→ **Exercise directions**
Pull every line from the records that has the word "represented" in it.

→ **Excerpted data**
************
PR #165, opened 2019-11-20
Allow explicit actor type

### LINKED ISSUE #164: Allow actor type be specified during registration
Currently actors are registered via: 

```csharp
Dapr.Actors.Runtime.ActorRuntime.RegisterActor<TActor>(Func<ActorTypeInformation, ActorService> actorServiceFactory = null)
```
The "type" of the registered actor is inferred from the actor implementation class name.  However, clients of the actor must specify the same type string when invoking actor methods.  This makes the implementation class name an implicit component of the actor contract, subject to the risk of breaking the contract due to an innocent refactoring of the implementation.

Proposal:

Add an overload that allows passing an explicit actor type string, which can then be a shared contract between implementation and client (alongside the actor interface definition):

```csharp
Dapr.Actors.Runtime.ActorRuntime.RegisterActor<TActor>(string actorType, Func<ActorTypeInformation, ActorService> actorServiceFactory = null)
```

philliphoff:
# Description

Allows developers to make the actor type name of an actor implementation explicit (i.e. not derived from the actor implementation class name).

Changes include:

 - Adds an optional `ActorAttribute` attribute that can be attached to actor implementation types (e.g. those derived from `Actor`)
   - The attribute provides a property `TypeName` that can be used to explicitly set the actor type name
 - Adds an `ActorTypeName` property to `ActorTypeInformation`
   - This property is set to either `ActorAttribute.TypeName` if attached/set or the implementation type name
 - Updates all uses of the actor type's name to use `ActorTypeInformation.ActorTypeName`
 - Some refactoring of `ActorRuntime` to allow for isolated unit testing
 - Adds unit tests for `ActorTypeInformation` and `ActorRuntime` related features

Note that the original proposal was a simple `RegisterActor()` overload that accepted the explicit type name.  However, as the implementation started, the type name ended up becoming something more than just a simple registration key and more of an intrinsic property of the actor implementation (and used by components with only access to the actor, not the registration).  Hence, `ActorAttribute` was created to allow overrides, like the type name, to be attached to the implementation in an optional, non-intrusive way, and then surfaced through `ActorTypeInformation`.

## Issue reference

Resolves #164.

## Checklist

* [x] Code compiles correctly
* [x] Created/updated tests


src/Dapr.Actors/Runtime/ActorTypeInformation.cs
```diff
@@ -23,6 +23,13 @@ public ActorTypeInformation()
         {
         }
 
+        /// <summary>
+        /// Gets the name of the actor type represented by the actor.
+        /// </summary>
+        /// <value>The <see cref="string"/> name of the actor type represented by the actor.</value>
+        /// <remarks>Defaults to the name of the class implementing the actor.</remarks>
```
amanbha: Could you also add the override behavior of type name using attribute here as well in remarks.

src/Dapr.Actors/Runtime/ActorRuntime.cs
```diff
@@ -24,16 +24,16 @@ public class ActorRuntime
         private const string TraceType = "ActorRuntime";
 
         // Map of ActorType --> ActorManager.
-        private static Dictionary<string, ActorManager> actorManagers = new Dictionary<string, ActorManager>();
+        private readonly Dictionary<string, ActorManager> actorManagers = new Dictionary<string, ActorManager>();
 
-        private ActorRuntime()
+        internal ActorRuntime()
```
amanbha: Seems like its made internal for UnitTests? Can UnitTest access using ActorRuntime.Instance? My concern is that in future someone can new up another instance of ActorRuntime in product code by mistake

src/Dapr.Actors/Runtime/ActorStateManager.cs
```diff
@@ -21,7 +21,7 @@ internal sealed class ActorStateManager : IActorStateManager
         internal ActorStateManager(Actor actor)
         {
             this.actor = actor;
-            this.actorType = actor.GetType().Name;
```
amanbha: I understand its not part of this PR, but could you please rename actorType member variable to actorTypeName also with this PR as it seems more logical.

philliphoff: Updated.

src/Dapr.Actors/Runtime/ActorTypeInformation.cs
philliphoff: Updated.

src/Dapr.Actors/Runtime/ActorRuntime.cs
amanbha: This risk is low and can be enforced by adding Warning Xml doc and through review.
Looking at the unit tests being added, could you help me understand how does accumulating state impact the tests?

philliphoff: Once you register an actor type, you can't *unregister* it, so using a common `ActorRuntime` instance means that tests cannot run in complete isolation; they'll always be a risk that a previous test impacts the result of a following one.  (It also tends to prevent tests from being able to run in parallel.)

amanbha: Sure, sounds good. Add a warning in the XML doc of the internal constructor.

philliphoff: Warning added.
************
→ **Exercise response**
+        /// Gets the name of the actor type represented by the actor.
+        /// <value>The <see cref="string"/> name of the actor type represented by the actor.</value>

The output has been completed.